» **Task details**: Every line with the string "registrations" must be copied from the entries below.

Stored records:
PR #178, opened 2024-08-22
Move crud options to typedbuilder

chvck:


Matt-Woz (approved):
LGTM 👍

sdk/couchbase-core/src/memdx/datatype.rs
```diff
@@ -6,6 +6,12 @@ pub enum DataTypeFlag {
     Xattrs,
 }
 
+impl Default for DataTypeFlag {
```
Matt-Woz, line 9: NIT: Not a blocker, but we could use `#[derive(Default)]` for this

chvck: I don't think that'd work here would it? How would it know which variant is the default value?

PR #184, opened 2024-09-17
RSCBC-16: Implement basic KV ops in core

Matt-Woz:
Changes:
Implemented:

- delete
- get_and_lock
- get_and_touch
- unlock
- touch
- add
- replace
- append
- prepend
- increment
- decrement


sdk/couchbase-core/src/memdx/response.rs
```diff
@@ -403,6 +403,861 @@ impl TryFromClientResponse for GetResponse {
...
+    pub mutation_token: Option<MutationToken>,
+    pub server_duration: Option<Duration>,
+}
+
+impl TryFromClientResponse for PrependResponse {
+    fn try_from(resp: ClientResponse) -> Result<Self, Error> {
+        let packet = resp.packet();
+        let status = packet.status;
+
+        if status == Status::KeyExists {
```
Matt-Woz, line 1011: Gocbcorex also checks that `request.cas > 0` before returning CasMismatch, but we don't have too easy a way to do that here.. is it necessary?

sdk/couchbase-core/src/memdx/error.rs
```diff
@@ -206,8 +206,12 @@ pub enum ServerErrorKind {
     KeyNotFound,
     #[error("Temporary failure")]
     TmpFail,
+    #[error("CAS mismatch")]
+    CasMismatch,
```
Matt-Woz, line 210: Should `CasMismatch` be a `ServerErrorKind`, or something different?

chvck: Seems like a `ServerErrorKind` to me. The only place it can originate is from the server.

sdk/couchbase-core/src/memdx/response.rs
chvck: I'm not 100% sure why gocbcorex has that check. This is another reason why I want to refactor all of this to be callback based so that we have scope on the request at this point. For now I'd say go with this and file an issue to add the cas check later.

chvck (approved):

sdk/couchbase-core/src/memdx/response.rs
Matt-Woz: 👍 Created RSCBC-46

PR #185, opened 2024-09-24
RSCBC-2: Add support for query

chvck:


sdk/couchbase-core/src/queryx/query_options.rs
```diff
@@ -0,0 +1,238 @@
...
+    pub statement: Option<String>,
+    pub timeout: Option<Duration>,
+    pub tx_data: Vec<u8>,
+    pub tx_id: Option<String>,
+    pub tx_implicit: Option<bool>,
+    pub tx_stmt_num: Option<u32>,
+    pub tx_timeout: Option<Duration>,
+    pub use_cbo: Option<bool>,
+    pub use_fts: Option<bool>,
+    pub use_replica: Option<ReplicaLevel>,
```
Matt-Woz, line 135: I suppose this is an enum as opposed to `Option<bool>` for easier serialisation?

Matt-Woz (approved):
LGTM 👍

sdk/couchbase-core/src/queryx/query_options.rs
chvck: I don't think it's bool on the wire and I can envision a world where query adds a new option in the future.

PR #2257, opened 2026-08-27
Add TruncatedGamma distributions

### LINKED ISSUE #969: Truncated Gamma

deeb01:
Closes #969. Supersedes #1187, inactive since 2022 — same approach, credit to @quattro.

## Summary

- add `LeftTruncatedGamma`, `RightTruncatedGamma` and `TwoSidedTruncatedGamma`, dispatched
  by `TruncatedGamma(concentration, rate, *, low=None, high=None)`, following the structure
  @fehiepsi outlined in #969
- add `gammainccinv` to `distributions/util.py`, wrapping `tfp.math.igammacinv` like the
  existing `gammaincinv`; needed for `icdf` on the upper-tail branch
- `TwoSidedTruncatedGamma` normalizes with `Q(a, λ·low) − Q(a, λ·high)` when the interval
  lies above the median, and switches `cdf`, `icdf`, `mean` and `variance` to match. The
  lower-tail form `F(high) − F(low)` is exactly zero in single precision for `Gamma(2, 1)`
  on `[30, 40]`, which would make `log_prob` `+inf`
- moments in closed form: `E[X^k] = (a)_k / λ^k · [P(a+k, λ·high) − P(a+k, λ·low)] / Z`
- three classes rather than one with infinite bounds, because
  `jax.grad(lambda a: gammainc(a, jnp.inf))` is `nan` and would break the gradient w.r.t.
  `concentration` for left truncation

Two limits, documented in the docstrings: `log_prob` returns `-inf` rather than `+inf`
once the normalizer underflows, and `icdf` returns `nan` past the point where
`tfp.math.igammainv` saturates, which `Gamma.icdf` also hits on master. A bisection
fallback would lift the second, here or as a follow-up.

## Tests

- 42 tests in `test/test_distributions.py` covering `log_prob` against scipy,
  normalization and moments against quadrature, `cdf`/`icdf` round trip, KS tests on
  samples, batch shapes, both limits, the dispatcher, gradients and NUTS recovery
- registered in the `CONTINUOUS` parametrization and in `batch_util.vmap_over`
- `make lint` passes, as do `test_distributions.py`, `test_gof.py`,
  `test_distributions_util.py`, `test_constraints.py`, `test_transforms.py` and
  `test_pickle.py`. (`test_mcmc.py::test_beta_bernoulli_x64[SA]` fails for me on master
  too, unrelated to this change.)

## Dependencies

None new; `tensorflow_probability` is already optional and used by `gammaincinv`.


juanitorduz:
Overall LGTM :)

I did an assisted review with Claude and here are the findings :)

## 1. `_partial_moment` reuses a tail switch chosen at the wrong order

`_use_upper_tail` is decided from `P(α, λ·low) > 0.5`, which is exactly right for the normalizer. But `_partial_moment(k)` evaluates the same difference at `α + k`, and the comment "the tail switch carries over unchanged" isn't true: `Gamma(α+k)` has a larger median, so an interval above the median of `Gamma(α)` can sit deep in the *lower* tail of `Gamma(α+2)`, where the `Q` form is the cancelling one.

It's reachable and it produces a negative variance:

```python
d = dist.TruncatedGamma(0.05, 1.0, low=1e-6, high=1e-5)
d.mean      # 3.985e-06   (quad: 3.9885e-06)
d.variance  # -1.588e-11  (quad: +6.320e-12)
```

The order-2 difference is the culprit — in f32, `Q(2.05, λ·low) - Q(2.05, λ·high)` evaluates to exactly `0.0` while `P(2.05, λ·high) - P(2.05, λ·low)` gives `2.6597e-11`, correct to six digits. Deciding the branch per shifted order fixes it outright:

```python
def _partial_moment(self, order):
    shifted = self.base_dist.concentration + order
    rate = self.base_dist.rate
    use_upper = gammainc(shifted, rate * self.low) > 0.5
    return jnp.where(use_upper, ...)
```

I'd also add a moment case with `concentration < 1` and a tail interval to `_TRUNCATED_GAMMA_CASES` — the current five all have `α ≥ 0.5` with intervals near the bulk, so none of them exercise this.

## 2. Ordinary left truncation silently produces NaN samples

The docstring frames the `icdf` saturation as "the same limit as `Gamma.icdf`", but `Gamma.sample` doesn't go through `icdf` — it uses `standard_gamma`. So this is a new failure mode in ordinary use, not an inherited one:

```python
dist.TruncatedGamma(2., 1., low=10.).sample(key, (200_000,))  # 4e-05 NaN
dist.TruncatedGamma(2., 1., low=15.).sample(key, (200_000,))  # 0.6%  NaN
```

`Gamma(2, 1)` truncated at 15 is not an exotic object, and 0.6% NaNs flowing into a posterior predictive is the kind of thing that costs someone an afternoon. `test_truncated_gamma_saturated_icdf_is_nan` currently codifies this as intended behaviour, which I don't think we want to ship. I'd rather see the bisection fallback land in this PR than as a follow-up — a `lax.fori_loop` bisection on `log Q` over the tail is maybe 25 lines and vectorises fine. Failing that, the `.. note::` needs to say plainly that `sample` returns NaN in the far tail, and the sampling limit belongs in the class docstring body, not only the note.

## Worth fixing, lower priority

**`variance` cancellation in f32.** Independent of point 1, `E[X²] - E[X]²` loses everything when the interval is narrow relative to its location:

```python
d = dist.TruncatedGamma(2.0, 1e-4, low=100.0, high=101.0)
d.variance  # f32: 0.1406   x64: 0.08333  (near-uniform, 1/12)
```

70% off in the default dtype. I don't think there's a clean closed form for the central moment here, so a docstring note is probably the honest answer — but `test_mean_var`'s tolerance is loose enough to hide this, so it should at least be written down.

**`mean` and `variance` aren't guarded for the underflowed normalizer.** `log_prob` returns `-inf` and `cdf` returns `nan`, both deliberate, but `mean` divides by zero and returns `nan` with no comment. Worth making the three consistent, or documenting why they differ. Relatedly: `log_prob → -inf` versus `cdf → nan` for the same underflow is a slightly odd pair; a one-line comment explaining that a density that's identically zero has a defined log-density but no defined conditional CDF would help future readers.

**Support closed at zero.** `RightTruncatedGamma` and `TwoSidedTruncatedGamma` use `constraints.interval(0., high)`, so `support(0.) is True` and `log_prob(0.)` is `+inf` for `concentration < 1`. The docstring appeals to `Beta`, but `Gamma`'s own support is `positive`, i.e. open. `constraints.open_interval` subclasses `_Interval` so `biject_to` still works. Matching the base distribution seems safer than matching `Beta` here.

**API consistency.** `dist.TruncatedDistribution(dist.Gamma(2., 1.), low=1.)` raises a bare `AssertionError` with no message. Since `TruncatedGamma` now exists, either dispatch `Gamma` from `TruncatedDistribution` to the new classes, or give that assert a message pointing at `TruncatedGamma`.

## Nits

- Broken cross-reference in `RightTruncatedGamma`'s docstring: `` :class:`~numpyro.distributions.\ncontinuous.Beta` `` — reST normalises the newline to a space, so the target becomes `numpyro.distributions. continuous.Beta` and the link won't resolve. The same construction appears in `TwoSidedTruncatedGamma`.
- `test_truncated_gamma_far_tail_normalizer`'s final assertion (`abs(naive - exact) / exact > 1e-10`) is testing scipy's f64 accuracy, not our code. For `(20, 25)` the margin is 1.57e-9 — only ~15x — so it's fragile against a scipy implementation change. I'd drop it; the `assert_allclose` above it already carries the test's real content.
- `reparametrized_params` is `["low", "high"]`, but sampling is pure inverse-CDF and I confirmed `jax.grad` w.r.t. `concentration` through both `icdf` and `sample` is finite and correct (0.344 and 0.580 for the doctest case). Adding `concentration`/`rate` would enable pathwise gradients in SVI. It'd be a departure from how the existing truncated classes are set up, though, so I'd take it or leave it depending on what @fehiepsi prefers.
- `gammainccinv` has no direct unit test — consistent with `gammaincinv`, which doesn't either, so purely optional. A round-trip against `gammaincc` in `test_distributions_util.py` would be cheap.
- In `batch_util.py` the new registrations go two-sided → left → right; the file's existing order is left → right → two-sided. Cosmetic.

## One question

Have you checked how these behave under `TransformReparam` / `numpyro.infer.reparam`, and whether `Gamma`'s `KL` registrations need a companion? Not blocking, but it'd be good to know the gap is intentional.

juanitorduz (approved):
Thanks! @deeb01

PR #2258, opened 2026-08-28
Add regression test for render_model with masked observations (#2254)

### LINKED ISSUE #2254: jax > 0.10 introduces a lengt mismatch Assertion error on render_model call
### Bug Description

Bug: `numpyro.render_model()` crashes with "AssertionError: length mismatch"
when the model uses `Distribution.mask()` for handling missing observations.

Root cause: JAX 0.11 changed internal jaxpr representation such that
boolean masks appear in jaxpr.invars but not in the numpyro trace,
causing a length mismatch in numpyro/ops/provenance.py::track_deps_jaxpr.

### Steps to Reproduce

Minimal reproducible example for numpyro render_model bug with JAX >= 0.11.

Reproduced with:
    - numpyro 0.21.0
    - jax >= 0.11 (bug NOT present with jax 0.10.x)

Expected error:
    AssertionError: length mismatch: [N, M]
    at numpyro/ops/provenance.py:22 in _safe_map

» **Worked solution**:
- In `batch_util.py` the new registrations go two-sided → left → right; the file's existing order is left → right → two-sided. Cosmetic.
Have you checked how these behave under `TransformReparam` / `numpyro.infer.reparam`, and whether `Gamma`'s `KL` registrations need a companion? Not blocking, but it'd be good to know the gap is intentional.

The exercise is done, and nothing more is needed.